Ecosyste.ms: Awesome

An open API service indexing awesome lists of open source software.

Awesome Lists | Featured Topics | Projects

https://github.com/mila-iqia/milatools

Tools to connect to and interact with the Mila cluster
https://github.com/mila-iqia/milatools

Last synced: 7 days ago
JSON representation

Tools to connect to and interact with the Mila cluster

Awesome Lists containing this project

README

        

# milatools

The milatools package provides the `mila` command, which is meant to help with connecting to and interacting with the Mila cluster.

---

**Warning**

The `mila` command is meant to be used on your local machine. Trying to run it on the cluster will fail with an error

---

## Install

Requires Python >= 3.8

We recommend using [`uv`](https://docs.astral.sh/uv/) in order to use `milatools` in its own isolated environment instead of alterring your default Python environment or creating and activating a new one manually.

```bash
uv tool install milatools
```

_Alternatively_:

```bash
pip install milatools
```

Or, for bleeding edge version:

```bash
uv tool install git+https://github.com/mila-iqia/milatools.git
# OR
pip install git+https://github.com/mila-iqia/milatools.git
```

After installing `milatools`, start with `mila init`:

```bash
mila init
```

## Commands

### mila init

Set up your access to the mila cluster interactively. Have your username and password ready!

* Set up your SSH config for easy connection with `ssh mila`
* Set up your public key if you don't already have them
* Copy your public key over to the cluster for passwordless auth
* Set up a public key on the login node to enable ssh into compute nodes
* **new**: Add a special SSH config for direct connection to a **compute node** with `ssh mila-cpu`

### mila docs/intranet

* Use `mila docs ` to search the Mila technical documentation
* Use `mila intranet ` to search the Mila intranet

Both commands open a browser window. If no search terms are given you are taken to the home page.

### mila code

Connect a VSCode instance to a compute node. `mila code` first allocates a compute node using slurm (you can pass slurm options as well using `--alloc`), and then calls the `code` command with the appropriate options to start a remote coding session on the allocated node.

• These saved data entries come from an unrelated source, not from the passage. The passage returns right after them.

PR #3524, opened 2020-01-07
Onboarding: Add reminder to complete profiler

### LINKED ISSUE #3242: Onboarding: Add notice to complete onboarding profiler / task list
In https://github.com/woocommerce/woocommerce-admin/pull/3232 we removed the old notice that prompts the user to finish the setup wizard.

@justinshreve brought up a great point that we might want to do the same for the new onboarding profiler and/or task list.

This is something we can re-evaluate in phase 2 based on how many completed the profiler or task list.

Screen Shot 2019-11-13 at 5 19 54 PM

joshuatf:
Fixes #3242

Adds a notice to complete or skip the profiler.  @pmcpinto Just to double check, we wanted to give a secondary action to skip the profiler, right? (As opposed to just dismissing the notice).

This also adds a way to mark the note as `actioned` both in client-side and server-side since both are capable of marking the profiler complete.

~Tracking for note actions will be handled in a follow-up.~ Tracking is handled by default for all note actions.

### Screenshots
Screen Shot 2020-01-07 at 8 35 17 PM

1. Enable the profiler.
2. Visit any non-dashboard WC pages and note the reminder to complete the profiler in the store alerts section.
3. Walk through the profiler, selecting a theme, and completing the profiler.
4. Note that the note is removed.
5. Delete the note (name - `wc-admin-onboarding-profiler-reminder`) in the `wc_admin_notes` table.
6. Re-enable the profiler and make sure the note is added again.
7. Click "Continue Store Setup" and make sure this brings you to the onboarding profiler.
8. Go back to the note and click "Skip Setup" and make sure this marks the notice `actioned` (hides it) and takes you to the task list.
9. Delete the note.
10. Enable the profiler via the Help tab and disable it again.
11. Make sure the note has been removed.

### DIFF
--- a/client/dashboard/profile-wizard/index.js
+++ b/client/dashboard/profile-wizard/index.js
@@ -22,6 +22,7 @@ import Industry from './steps/industry';
 import Plugins from './steps/plugins';
 import ProductTypes from './steps/product-types';
 import ProfileWizardHeader from './header';
+import { QUERY_DEFAULTS } from 'wc-api/constants';
 import Start from './steps/start';
 import StoreDetails from './steps/store-details';
 import Theme from './steps/theme';
@@ -144,15 +145,15 @@ class ProfileWizard extends Component {
 		const nextStep = this.getSteps()[ currentStepIndex + 1 ];
 
 		if ( 'undefined' === typeof nextStep ) {
-			this.finishWizard();
+			this.possiblyShowCart();
 			return;
 		}
 
 		return updateQueryString( { step: nextStep.key } );
 	}
 
-	finishWizard() {
-		const { profileItems, updateProfileItems } = this.props;
+	possiblyShowCart() {
+		const { profileItems } = this.props;
 
 		// @todo This should also send profile information to woocommerce.com.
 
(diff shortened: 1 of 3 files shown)


pmcpinto:
> Adds a notice to complete or skip the profiler. @pmcpinto Just to double check, we wanted to give a secondary action to skip the profiler, right? (As opposed to just dismissing the notice).

Yep that's correct. Do you want a separate issue for the event tracking on this notification or it's already covered on this one?

joshuatf:
>Do you want a separate issue for the event tracking on this notification or it's already covered on this one?

@pmcpinto No need to 😄 - opened https://github.com/woocommerce/woocommerce-admin/pull/3533 and shortly after realized all note actions are currently tracked with note details.  Event name will be `wcadmin_store_alert_action` with the note details and action details.

rrennick:
@joshuatf Nice work. This works great. When I disabled the profiler it took me to the store setup (same action as when I enabled it. Is that the intended behaviour?

> 10. Enable the profiler via the Help tab and disable it again.

joshuatf:
>When I disabled the profiler it took me to the store setup (same action as when I enabled it. Is that the intended behaviour?

@rrennick It should take you to the task list (dashboard) and disable the profiler.  I should have worded this a bit better, but this step was mostly a sanity check to make sure disabling this step by other means than the note action still worked as expected.

PR #3541, opened 2020-01-08
Try using version of phpunit that supports random order

rrennick:
This is a test PR to see whether we can update PHPUnit to a version that supports random ordering of tests.

### DIFF
--- a/.travis.yml
+++ b/.travis.yml
@@ -12,15 +12,15 @@ matrix:
   - name: "PHP 7.2 unit tests"
     php: 7.2
     env: WP_VERSION=latest WP_MULTISITE=0 WP_CORE_DIR=/tmp/wordpress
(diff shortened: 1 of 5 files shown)


jeffstieler:
Don't we need to update the lock file for this?

jeffstieler:
@rrennick it looks like `bin/phpunit.sh` might need to be updated to run the `vendor` version of `phpunit` - I'm still seeing version 6.x in CI

rrennick:
I'm going to close this as it's not practical to implement in Travis until the lowest PHP test version is 7.1.

Changing the phpunit version directly in `composer.json` works with a `composer update`. 

`composer require phpunit/phpunit:~7.5` fails because phpunit 6.X is configured with a dependency on `phpunit-mock-objects` which is incompatible with phpunit 7.X. Changing the phpunit version between tests isn't practical for this use case.

PR #3543, opened 2020-01-09
Allow 5.3-alpha builds for unit tests.

jeffstieler:
`version_compare()` considers the alpha "less than" the release.

This fixes an issue I had on my VVV environment running `5.3-alpha-45282-src`.

### DIFF
--- a/tests/bootstrap.php
+++ b/tests/bootstrap.php
@@ -91,6 +91,14 @@ function _manually_load_plugin() {
 	update_option( 'woocommerce_calc_taxes', 'yes' );
 	define( 'WOOCOMMERCE_ADMIN_ONBOARDING_ENABLED', true );
 
+	// Fix alpha builds of WP (like on VVV).
+	global $wp_version;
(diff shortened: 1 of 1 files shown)


tests/bootstrap.php
```diff
@@ -91,6 +91,14 @@ function _manually_load_plugin() {
 	update_option( 'woocommerce_calc_taxes', 'yes' );
 	define( 'WOOCOMMERCE_ADMIN_ONBOARDING_ENABLED', true );
 
+	// Fix alpha builds of WP (like on VVV).
+	global $wp_version;
+	$alpha_tag = strpos( $wp_version, '-alpha' );
+	if ( false !== $alpha_tag ) {
+		// phpcs:ignore
```
rrennick: Can we change this and line #44 to `// phpcs:ignore WordPress.WP.GlobalVariablesOverride` so that it passes the sniffs without warning?

jeffstieler:
This really shouldn't be necessary. I've updated my dev environment.

Issue #3392, opened 2019-12-06
Testing in WooCommerce Core


timmyc:
With @psealock's work that brought us to:

https://github.com/woocommerce/woocommerce/pull/25011

It is time to put some various flows through the paces. Here are some scenarios I would like us to test out... please do add more if you think of them. But testing the branch above in the following setups.

- [x] Clean WooCommerce install ( no prior wc-admin present ). Verify wc-admin functionality.
- [x] wc-admin installed, but not activated
- [x] Same as above, but then activate wc-admin
- [x] wc-admin installed, and activated. Like the blocks repository, if this setup is encountered, verify the plugin takes precedence.
- [x] Same as above, but then deactivate and uninstall the wc-admin plugin. Database tables for wc-admin *should not* be dropped, and wc-admin functionality that is now active via woo core should operate as expected.

Mainly I'm very curious to test out db migrations as well. I have a feeling the last test flow above could result in tables being dropped, re-added, but empty which would lead to some 😢

jeffstieler:
> I have a feeling the last test flow above could result in tables being dropped, re-added, but empty which would lead to some 😢

I can confirm - deleting the plugin results in all tables being truncated 😱

timmyc:
> I can confirm - deleting the plugin results in all tables being truncated

Seems like we might be able to add some logic to uninstall to prevent this from happening based off Woo core version

jeffstieler:
> Seems like we might be able to add some logic to uninstall to prevent this from happening based off Woo core version

Was working on this before I saw your comment - chose to look for the plugin files instead of checking version: https://github.com/woocommerce/woocommerce-admin/pull/3546

jeffstieler:
Question - what should happen if someone deletes core WooCommerce, but the WooCommerce Admin feature plugin is active?

Right now, that would cause all WC-Admin tables to be dropped, and then the active plugin would be dormant because its dependencies aren't met.

jeffstieler:
Looks like the `wc_admin_process_orders_milestone` cron hook is getting doubled up when the feature plugin is enabled.

jeffstieler:
I'm not seeing the `wc_admin_daily` event get created (or at least hooked into as far as WP Crontrol is concerned) when WC Admin loads from the core package.

jeffstieler:
#3580 preserves the scheduled actions and cron events when the feature plugin is disabled.

psealock:
[...]

PR #3546, opened 2020-01-10
Revamp uninstallation when WooCommerce Admin is in core.

jeffstieler:
Found when testing https://github.com/woocommerce/woocommerce-admin/issues/3392.

This PR seeks to add detection of WooCommerce Admin in core WooCommerce, and avoid `DROP`ing table data when the feature plugin in uninstalled.

It also renames all of our options and user meta keys to be prefixed by `woocommerce_` rather than `wc_`. (It automatically migrates the keys as well) Having the unabbreviated prefix allows core WC to clean up options and user meta for us when WC itself is uninstalled.

**NOTE: these instructions will destroy all of your WC data. Make a backup first!**

- Add `define( 'WC_REMOVE_ALL_DATA', true );` to your config
- Run WooCommerce Core version https://github.com/woocommerce/woocommerce/pull/25011
- Activate WooCommerce Admin from this branch (it can be helpful to remove the `.git` and `node_modules` directories prior to deletion)
- Load the dashboard
- Go to Analytics > Settings, start an import
- Go to any report (with more than 1 page of results) and download it
- Verify that `wc_admin_` options have been migrated to `woocommerce_admin_`
- Verify that `wc_admin_` user meta have been migrated to `wc_admin_`
- Disable WooCommerce Admin plugin
- Delete WooCommerce Admin plugin
- Verify that all WooCommerce Admin table data is intact (like `wp_wc_order_stats`)
- Disable WooCommerce plugin
- Delete WooCommerce plugin
- Verify that all WooCommerce and WooCommerce Admin tables are gone
- Verify that all WooCommerce and WooCommerce Admin options and user meta is gone

### Changelog Note:

Fix: handle uninstallation when in feature plugin mode.

### DIFF
--- a/src/Install.php
+++ b/src/Install.php
@@ -64,7 +64,10 @@ class Install {
 		// Add wc-admin report tables to list of WooCommerce tables.
 		add_filter( 'woocommerce_install_get_tables', array( __CLASS__, 'add_tables' ) );
 
-		// Handle option name migrations.
+		// Migrate option names by filtering their default values.
+		// This attaches a targeted filter for each migrated option name that will retreive
+		// the old value and use it as the default for the new option. This default
+		// will be used in the first retreival of the new option.
 		foreach ( self::$migrated_options as $new_option => $old_option ) {
 			add_filter( "default_option_{$new_option}", array( __CLASS__, 'handle_option_migration' ), 10, 2 );
 		}
--- a/src/Install.php
+++ b/src/Install.php
@@ -20,7 +20,7 @@ class Install {
 	/**
 	 * Plugin version option name.
 	 */
-	const VERSION_OPTION = 'wc_admin_version';
+	const VERSION_OPTION = 'woocommerce_admin_version';
 
 	/**
 	 * DB updates and callbacks that need to be run per version.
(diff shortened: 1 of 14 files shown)


uninstall.php
```diff
@@ -7,6 +7,15 @@
 
 defined( 'WP_UNINSTALL_PLUGIN' ) || exit;
 
+// Don't delete table data if core WooCommerce contains WooCommerce Admin.
+// This could alternatively check for a specific WooCommerce version rather than a file.
+if (
+    defined( 'WC_ABSPATH' ) &&
```
joshuatf: Nice tactic here!

I think it may be an edge case (if at all), but does `uninstall.php` run after the `plugins_loaded`?  Is there a case where `WC_ABSPATH ` is not yet defined since wc-admin loaded first?

jeffstieler: `uninstall.php` is invoked in `uninstall_plugin()` through `delete_plugins()` and always occurs after `plugins_loaded`.

See:
https://github.com/WordPress/WordPress/blob/a5e52e04ee5f4943b3883e7857bdc28a7594bf68/wp-admin/plugins.php#L380

https://github.com/WordPress/WordPress/blob/f793398e4f26051a49abd03a084fb43d3c578c3b/wp-admin/includes/ajax-actions.php#L4541

jeffstieler:
> This seems like it will prevent the uninstall from running even when deactivating WC as well. Do we have a plan for handling uninstall in core (when the feature plugin is not present)?

Ooooh.. good catch. I'll work on updating this to handle core WC uninstallation.

timmyc:
@jeffstieler is this ready for another set of 👀 ?

jeffstieler:
@timmyc - yes, let me get the testing instructions updated then give it a spin!

timmyc:
FWIW I'm seeing the same issue I noted in my review above when the wc-admin feature plugin is not installed... [noted here](https://github.com/woocommerce/woocommerce/pull/25011#issuecomment-573258037)

jeffstieler:
@timmyc the table deletion should be fixed in the core PR. In this PR I've added a bug fix for double-initialization of the `FeaturePlugin` class when the plugin and package versions were both present.

src/Install.php
```diff
@@ -47,6 +63,36 @@ public static function init() {
 
 		// Add wc-admin report tables to list of WooCommerce tables.
 		add_filter( 'woocommerce_install_get_tables', array( __CLASS__, 'add_tables' ) );
+
+		// Handle option name migrations.
+		foreach ( self::$migrated_options as $new_option => $old_option ) {
+			add_filter( "default_option_{$new_option}", array( __CLASS__, 'handle_option_migration' ), 10, 2 );
```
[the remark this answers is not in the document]
jeffstieler: Added in cdaeb02.

PR #3552, opened 2020-01-13
add PHP 7.3 to Travis unit tests

rrennick:
This PR adds PHP 7.3 to the unit test suite in Travis CI.


.travis.yml
```diff
@@ -6,9 +6,12 @@ dist: trusty
...
 matrix:
   include:
-  - name: "PHP 7.2 unit tests, PHP Coding standards check and JS tests"
-    php: 7.2
+  - name: "PHP 7.3 unit tests, PHP Coding standards check and JS tests"
+    php: 7.3
     env: WP_VERSION=latest WP_MULTISITE=0 WP_CORE_DIR=/tmp/wordpress RUN_PHPCS=1 RUN_JS=1
+  - name: "PHP 7.2 unit tests"
+    php: 7.2
+    env: WP_VERSION=latest WP_MULTISITE=0 WP_CORE_DIR=/tmp/wordpress
```
joshuatf: Would passing `RUN_PHPCS=1` as an argument here work or do we need the `$TRAVIS_PHP_VERSION == "7.2"` below?

rrennick: > Would passing RUN_PHPCS=1 as an argument here work

Yes, that would work but run the code sniffer twice. The WC sniffs are a couple versions behind core so I'm going to look at a separate PR to see if we can get our config more in line with WC core.

rrennick: @joshuatf Thanks for the feedback. I'm putting this on hold pending #3571 being merged.

joshuatf: ✅ on https://github.com/woocommerce/woocommerce-admin/pull/3571 - if you want to rebase this one and ping me, I'll take another look.

rrennick: @joshuatf Thanks for the suggestion. I added a `COMPOSE_DEV` variable to signal using package PHPUnit.

bin/travis.sh
```diff
@@ -4,7 +4,8 @@
 if [ "$1" == 'before' ]; then
 	cd "$WP_CORE_DIR/wp-content/plugins/woocommerce-admin/"
 	npm run build:feature-config
-	if [[ "$RUN_PHPCS" == "1" || "$RUN_RANDOM" == "1" ]]; then
+	# Load PHPUnit version in dev dependencies for PHP ^7.2 until WP unit tests support PHPUnit 8.X
+	if [[ "$COMPOSE_DEV" == "1" ]]; then
```
jeffstieler: Aside from a potential reduction in execution time, is there a reason to skip the dev dependencies in CI?

Nitpick: why "compose" dev and not "composer" dev?

rrennick: > is there a reason to skip the dev dependencies in CI?

PHPUnit 7 requires PHP 7.1 or higher

```
This version of PHPUnit is supported on PHP 7.1, PHP 7.2, and PHP 7.3.
You are using PHP 7.0.25 (/home/travis/.phpenv/versions/7.0.25/bin/php).
```

Looking at WC, the way they have implemented it is https://github.com/woocommerce/woocommerce/blob/master/.travis.yml#L71 . Would it be better to do it through allowing both versions in composer.json & always install dev?

> why "compose" dev and not "composer" dev?

Updated.

jeffstieler:
@rrennick it looks like this is still failing in CI - do we need to update the `composer.lock` for the install to work ?

rrennick:
> do we need to update the composer.lock for the install to work ?

Yeah, `composer install` doesn't update the lock file. If my last commit doesn't work we can use the same method as WC core.

rrennick:
@jeffstieler The scripts on this one are now working correctly.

You can simply Ctrl+C the process to end the session.

```
usage: mila code [-h] [--cluster {mila,cedar,narval,beluga,graham}] [--alloc ...]
[--command VALUE] [--job VALUE] [--node VALUE] [--persist]
PATH

positional arguments:
PATH Path to open on the remote machine

options:
-h, --help show this help message and exit
--alloc ... Extra options to pass to slurm
--cluster {mila,cedar,narval,beluga,graham}
Which cluster to connect to.
--command VALUE Command to use to start vscode (defaults to "code" or the value
of $MILATOOLS_CODE_COMMAND)
--job VALUE Job ID to connect to
--node VALUE Node to connect to
--persist Whether the server should persist or not
```

For example:

```bash
mila code path/to/my/experiment
```

The `--alloc` option may be used to pass extra arguments to `salloc` when allocating a node (for example, `--alloc --gres=gpu:1` to allocate 1 GPU). `--alloc` should be at the end, because it will take all of the arguments that come after it.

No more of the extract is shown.